Physical Presence, Part 1

Last month, the Chronicle of Higher Education published “Why Students Are Skipping Class So Often, and How to Bring Them Back,” by Carol Holstead, a University of Kansas journalism professor. The piece is paywalled, so here is a short summary for those without a subscription:

You, again?
  • During the spring 2022 semester, Holstead noticed a very high rate of absenteeism in her courses. She surveyed 245 or her students about their reasons for not attending class; 175 responded.
  • Over a third of the respondents said they regularly did not attend class. Common reasons included physical illness, depression, attendance wasn’t required, boredom, tiredness, and conflicting family care commitments.
  • Students said they regularly came to class if they felt a connection to other students or the professor, if they felt it improved their mental health, or if attendance was required.

I thought this was an interesting exercise in gathering data, so I’ll be administering a similar survey in the coming week. I’ll report the results in my next post.

But I want to point out two underlying assumptions to this kind of survey, and my objection to her recommendation that faculty require students attend class. The assumptions are that learning is a function of time spent in the physical classroom and that students are in college mainly to learn.
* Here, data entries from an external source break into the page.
PR #348, opened 2021-11-23
Fix handling of union of root types

### LINKED ISSUE #304: GraphQL union type fields aren't created as references
If a model contains a Union type object, we end up with
`types.union(types.late(() => AreaModel), types.late(() => ScheduleModel))`

when it should actually be
`MSTGQLRef(types.union(types.late(() => AreaModel), types.late(() => ScheduleModel)))`

Because it's not creating it as a reference, it will fail to load the snapshot, as it will try to create a duplicate object of the Union'd type instead of referencing the existing object in the RootStore map.

I'm guessing this is may be because only roots are turned into MSTGQLRef's elsewhere, and union types of course not being turned into roots

smokku:
Properly generate `MSTGQLRef()`s for union type fields.

Fixes #304

### DIFF
--- a/generator/generate.js
+++ b/generator/generate.js
@@ -467,8 +467,10 @@ ${generateFragments(name, primitiveFields, nonPrimitiveFields)}
       }
     }
 
-    function handleObjectFieldType(fieldName, fieldType, isNested) {
-      nonPrimitiveFields.push([fieldName, fieldType.name])
+    function handleObjectFieldType(fieldName, fieldType, isNested, skipField) {
+      if (!skipField) {
+        nonPrimitiveFields.push([fieldName, fieldType.name])
+      }
       const isSelf = fieldType.name === currentType
 
       // this type is not going to be handled by mst-gql, store as frozen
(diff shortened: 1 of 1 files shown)


jesse-savary:
Hey @smokku, thank you for this. I had to pass `null` for `fieldArgs` when calling `handleObjectFieldType` as I merged another of your PRs. I'm planning on doing a bunch of testing this week with mst-gql before cutting a new release but I was wondering if you could help out specifically with this fix so I can verify I didn't break it :)

smokku:
Just checked my local `generate.js` and this is the proper change, with both PR merged, with one difference:
```js
return handleObjectFieldType(t.name, t, fieldArgs, false, true)
```
but `null` works too. ;-)

smokku:
For completeness, here is the full diff og `generate.js` I use on production: https://gist.github.com/smokku/5df4400e898d9805f45ddbb3af1180c5

jesse-savary:
Great -- I'll get this patched up before release, thank you!

adumat:
@smokku thanks a lot!

PR #350, opened 2021-11-23
Call apollo binary by relative path

smokku:
Do not assume packages are nested.
Package managers such as `pnpm` are flattening the package directory.


iswara108:
This doesn't work with Yarn 2 PnP because PnP doesn't have "node_modules/".

jesse-savary:
#353 also mentioned issues with PnP; I'm going to see if I can solve the issue for both configurations.

jesse-savary:
Closing this because we no longer use the Apollo CLI.

PR #370, opened 2022-05-22
feat: add custom scalars support

dmytro-shpak:


dmytro-shpak:
It looks like we should not create the new property

PR #375, opened 2022-06-13
Add support of type import to --fieldOverrides

dmytro-shpak:
One more fragment in fieldOverrides allows to import type definition
from file. May be used for custom scalars support with MST type.custom()


jesse-savary:
Hey @dmytro-shpak, I've added your commits into https://github.com/mobxjs/mst-gql/pull/382 because the `development` branch is more up to date than `main`. Please give version `0.17.0` a go and let me know what you think.

dmytro-shpak:
Hi @jesse-savary, thank you for your reaction.  I really like this project and could spend some time on it. It work on mst-gql coordinated somehow?

PR #139, opened 2021-06-18
fix build error on macOS

hegish:


hegish:
Hi @koldunovn, there are errors in the icepack checks which are probably not a result from my changes here. What is going on?

koldunovn:
Hi @lzampier . Looks like you changed things in your `icepack_fesom2` branch of Icepack and now it breaks the tests. This also breaks stable 2.1 version, which is not that stable anymore :)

I’ve written before about why the first assumption should be discarded. I’ll belabor that point a bit more — always happy to beat a dead horse that people keep trying to ride — by connecting it to the pandemic.

This semester, and probably for the foreseeable future, students who test positive for Covid are required by my university to quarantine for at least five days. In practical terms, this means missing up to a week’s worth of classes. Faculty are expected to accommodate these students accordingly, and right so, in my opinion. But from my perspective, such a policy is long overdue, and it shouldn’t be limited to the latest communicable virus. Penalizing students when they are absent from class not only punishes those who are infected with contagious diseases, but also commuter students who decide not to drive to campus on icy roads during a snowstorm, and students with ailments that are periodically physically debilitating. The list goes on. It’s an accessibility and equity issue.
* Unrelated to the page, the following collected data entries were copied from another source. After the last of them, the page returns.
PR #142, opened 2021-06-22
Fix bug in freshwater balancing and drifting ocean volume when using icepack 

patrickscholz:
- Fix a variety of bugs in the FESOM2 - ICEPACK interface but also in ICEPACK itself (which is outsourced into branch icepack_fesom2_fixpscholz within the ICEPACK repository), so that we are able to fully balance the freshwater fluxes in FESOM2 zstar case and the ocean volume remains constant and does not drift away. 

- Of course with these changes the actual icepack github testcase will fail but the changes have no influence on the actual default case !


src/ice_setup_step.F90
```diff
@@ -31,6 +31,7 @@ subroutine ice_setup(mesh)
     ice_dt=real(ice_ave_steps,WP)*dt
     ! ice_dt=dt
     Tevp_inv=3.0_WP/ice_dt 
+    Tevp_inv=1.0_WP/1800.0_WP
```
koldunovn, line 34: That's a bit too radical :) We will have to make it a switch to be able to keep old behaviour.

lzampier: Hey @koldunovn! Agreed... I was just testing something on the branch and I forgot there was a pull request open associated with it! I will switch to a different branch and revert this change.

koldunovn: Nice to see you back in the FESOM2 repo! :)

lzampier: Yes, I gave myself a couple of days to clean a bit of the mess I left behind ;)

JanStreffing:
Master is no longer default. Can not be merged for 2.6. Shall be redone for 2.7.

JanStreffing:
Is this issue still relevant @fkauker, @lettie-roach, or can this be closed?

PR #151, opened 2021-07-08
give default values to uninitialized variables

hegish:
Using this would otherwise lead to undefined state at runtime and compiling these files lets the cray ftn compiler choke.

### DIFF
--- a/src/oce_ale_tracer.F90
+++ b/src/oce_ale_tracer.F90
@@ -342,6 +342,9 @@ subroutine diff_ver_part_expl_ale(tr_num, mesh)
     real(kind=WP)            :: zinv1,Ty
 
 #include "associate_mesh.h"
+
+    Ty = 0.0_WP
+    
     !___________________________________________________________________________    
     do n=1, myDim_nod2D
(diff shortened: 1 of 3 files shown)


JanStreffing:
Do we need this in the awicm-3-frontiers branch too?

hegish:
I am not sure if these parts are actually used. Otherwise the outcome would be pure luck. Can you merge it to the awicm-3-frontiers branch?

JanStreffing:
I'll do that.

JanStreffing:
Looking at it, it would merge all the master changes as well. I think we should wait till this is merged into master, then we can have a look if we want to merge the master changes of the last ~3 months into awicm-3-frontiers. I would want to discuss with Patrick and Dima ahead of time if:
a) if this is needed
b) if anything would break
Before I do that.

hegish:
Without it you should see alt least a bunch of warnings from the cray compiler at aleph. I can also cherry-pick this commit to awicm-3-frontiers if you like.

JanStreffing:
That would be a good quick fix for now, yes.

PR #159, opened 2021-07-28
 ignore the error message from reading the restart if the variable is…

dsidoren:
… not in the file (i.e. the model should not stop but use the values with which the variable was initialised initially)

### DIFF
--- a/src/io_restart.F90
+++ b/src/io_restart.F90
@@ -29,6 +29,7 @@ MODULE io_RESTART
     integer        :: ndim
     integer        :: dims(2) !<=2; assume there are no variables with dimension more than 2xNLxT
     real(kind=WP), pointer :: pt1(:), pt2(:,:)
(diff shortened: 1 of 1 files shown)


hegish:
There might be an issue when first skipping some variables (e.g. ice_albedo) but then writing them to the same file e.g. for monthly restart. In this case there is either garbage for the previous timesteps in the NetCDF file, or there are timesteps missing and reading from this restart will fail.
I now try how this problem can be solved for the same skip feature in awicm-3-frontiers_parallel-restart

dsidoren:
> There might be an issue when first skipping some variables (e.g. ice_albedo) but then writing them to the same file e.g. for monthly restart. In this case there is either garbage for the previous timesteps in the NetCDF file, or there are timesteps missing and reading from this restart will fail.
> I now try how this problem can be solved for the same skip feature in awicm-3-frontiers_parallel-restart

the rule shall be that it does not happen within the same restart file.

PR #167, opened 2021-09-20
Refactoring tracer part2

dsidoren:
How do you like it, Elon Musk?


patrickscholz:
@dsidoren 
Should we make a splitting of horizontal and vertical mesh component?

dsidoren:
> @dsidoren
> Should we make a splitting of horizontal and vertical mesh component?

i was also thinking about it but but both are often used together. I would suggest to limit upto ~10 new derived types for now and then split if needed.

PR #170, opened 2021-10-03
Update oce_ale.F90

patrickscholz:
Fix bug when making restart with cavity from partial cell off --> partial cell on


koldunovn (approved):
Checks are passes, so fine with me :)

PR #188, opened 2021-10-20
Chunking commented out again

mathanase:
Commenting out lines 621-623 in the routine `src/io_meandata.F90`.

This change is **needed on Mistral** (only).


hegish:
What is the problem with chunking on mistral? Is it a compile time or runtime problem?

JanStreffing:
It is a runtime problem. I think @dsidoren suspected that the MPI installations on mistral where somehow done without support for the feature. I understood that once the output is transposed this becomes obsolete, correct?

hegish:
> It is a runtime problem. I think @dsidoren suspected that the MPI installations on mistral where somehow done without support for the feature.

I do not see how this is tied to MPI.

> I understood that once the output is transposed this becomes obsolete, correct?
YES!

JanStreffing:
out of date, shall not be merged.

PR #193, opened 2021-11-01
be able to write transposed 3D output files via preprocessor definition

hegish:
as in 3bcd313, but intentionally without a switch to turn it off


trackow:
Great to follow your progress!

PR #224, opened 2021-11-11
Merged ifs interface!

trackow:


hegish:
@trackow, this does not compile with BUILD_FESOM_AS_LIBRARY=ON
@koldunovn, I did not include the library build with the default executable build on purpose, but seeing this it may be a good idea if we a) always build the library together with the executable or b) have a test where the code is compiled with `cmake BUILD_FESOM_AS_LIBRARY=ON ...`

trackow:
I have been working on including a "BUILD_FESOM_AS_LIBRARY=ON" test all morning, give me some more time :) It compiled on cray before I made the pull request though, but I didn't test with intel or gnu yet.

Having said this, building both at the same time (library and binary) would be great, but didn't you say that you do not want to have two targets since it is error prone, @hegish ?

hegish:
> Having said this, building both at the same time (library and binary) would be great, but didn't you say that you do not want to have two targets since it is error prone, @hegish ?

Yes, so I have to think of a clever way to do it...

hegish:
You can do a custom build whenever you like. This script is intended for the casual user and looks a bit too complicated this way. But feel free to keep a copy and compile this way.

trackow:
Yes, agreed. But maybe while you are looking for a solution to compile both, think about the possibilty to have the libs (parms, metis, libfesom) seperate somewhere; this way we wouldn't need a custom configure at all.

trackow:
Or maybe having two build directories in the end

PR #231, opened 2021-11-13
add test case in fesom2.1.yml for compilation as library

trackow:


.github/workflows/fesom2.1.yml
```diff
@@ -19,10 +19,17 @@ jobs:
...
       run: |
         bash -l configure.sh ubuntu
-    
+
+    - name: Compile model (library)
+      run: |
+        bash ./test/ifs_interface/configure_lib.sh -l
+    - name: Library exists
+      run: |
+        bash ./test/ifs_interface/check_exist.sh
```
koldunovn, line 31: Thomas, did you check it it fails when library is not created?

trackow: I am returning exit code 0 in that case, so I was assuming this will be working.  From my local Docker, I did not know how to trigger the ./github/workflow

trackow: image

Issue #264, opened 2021-12-29
New restarts in refactoring not working on large meshes


koldunovn:
Attempt to run the latest `refactoring` branch on moderate (about 3M) mesh failed at the stage of restart writing. The stdout give:

```
Do output (netCDF, restart) ...
 initializing I/O file for sst
 initializing I/O file for m_ice
 initializing I/O file for a_ice
 initializing I/O file for vice
 initializing I/O file for MLD2
 initializing I/O file for MLD1
 error in line          101 async_threads_module.F90
 error in line          101 async_threads_module.F90
  --> actualize clock file to latest restart point
 error in line          101 async_threads_module.F90
 error in line          101 async_threads_module.F90
```

Sometimes also

```
error in line          101 async_threads_module.F90
 initializing I/O file for m_snow
 error in line          611 io_meandata.F90 NetCDF: File exists && NC_NOCLOBBER
```

The `namelist.config` settings are:

```
&restart_log
restart_length=1        !only required for d,h,s cases,  y, m take 1
restart_length_unit='m' !output period: y,  d, h, s, off
raw_restart_length=1
raw_restart_length_unit='m' ! e.g. y, d, h, s, off
logfile_outfreq=720     !in logfile info. output frequency, # steps
```

The setup can be found on ollie:
`/home/ollie/nkolduno/nextgems/refactoring/work_trop`

@hegish @patrickscholz @dsidoren

hegish:
- I could reproduce a similar error with core2
- I have fixed an issue (which I had introduced in the big merge of IO to refactoring)
- two runs with core2, 15 days, daily output and daily restart have been successful on ollie
- a job with trop mesh and the setup from above is pending in the queue

koldunovn:
Thanks a lot, @hegish ! So this is most probably not a problem of the big mesh then. So maybe you can make a PR with a fix without waiting the trop mesh to run? :)

hegish:
I would like to verify if the problems are really gone now. But this error has to be fixed anyway, so I did the PR already: https://github.com/FESOM/fesom2/pull/265

hegish:
... I forgot to add a file to the last commit. Next try...

hegish:
The run with trop mesh failed because FESOM tried to do a restart run. I do not know why yet...

koldunovn:
You probably should change the fesom.clock.

For me the `trop_mesh` run works, I will still have to check if the restarting itself works, but restarts are created :)

[...]

PR #272, opened 2022-01-20
use custom mkdir to avoid sporadic error with EXECUTE_COMMAND_LINE

hegish:


src/fortran_utils.F90
```diff
@@ -39,5 +39,30 @@ function int_to_txt_pad(val, width) result(txt)
     allocate(character(w) :: txt)
     write(txt,'(i0.'//widthtxt//')') val
   end function
+  
+  
+  ! using EXECUTE_COMMAND_LINE to call mkdir sometimes fail (EXECUTE_COMMAND_LINE is forked as an new process, which may be the problem)
```
dsidoren, line 44: Hi Jan, why do you write the C code for that? We generally use system command to avoid all these troubles which costs just 3 lines of code.
As an example:
    !    f%dump_dir='DUMP/'
    !    INQUIRE(file=trim(f%dump_dir), EXIST=f%L_EXISTS)
    !    if (.not. f%L_EXISTS) call system('mkdir '//trim(f%dump_dir))

hegish: Hi Dima, I did not really write any C code, I am just calling it from Fortran.
EXECUTE_COMMAND_LINE (or the older system) sometimes does not work and it is really hard to find out why. Fortran does it in a complicated way and has to fork a subprocess. My guess is that there are sometimes problems to do a fork due to memory problems or file count limitations. JSC support approves with the idea.
@koldunovn recently had this problem too, see https://github.com/FESOM/fesom2/issues/264#issuecomment-1015952096

koldunovn: @hegish But what happens if you just use `system`? It seem to just work fine in other parts of the code.

hegish: We also have EXECUTE_COMMAND_LINE in other parts of the code. I have also seen the error SYSTEM instead EXECUTE_COMMAND_LINE on aleph (I had them both active for a while). SYSTEM seems to behave similar to EXECUTE_COMMAND_LINE. The problem is, the error happens only rarely, see our discussion at https://github.com/FESOM/fesom2/issues/264.
Currently I have no better idea how to solve this.

koldunovn: I see. It's sad that one should have so much code for something that should be essentially a one liner :)

koldunovn (approved):

PR #366, opened 2022-08-18
Stress

dsidoren:


koldunovn:
The branch initially supposed to add functionality to wind stress, but also possibility to add sea ice as initial conditions were developed here as well. So the status before merge is:
- The wind stress functionality is not tested, and might just not work.
- The sea ice initial conditions are tested and works fine.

The credit hour is the quantum building block of college curricula. It is a proxy for how long a student sits in a classroom chair. As Matt Reed pointed out recently in Inside Higher Ed, this measurement exists because it meets the bureaucratic needs of the institutions that use it. It was never a valid or reliable indicator of learning. Maybe it’s time for a different measurement.

As for the faulty logic behind the second assumption, I’ll discuss that in an upcoming post.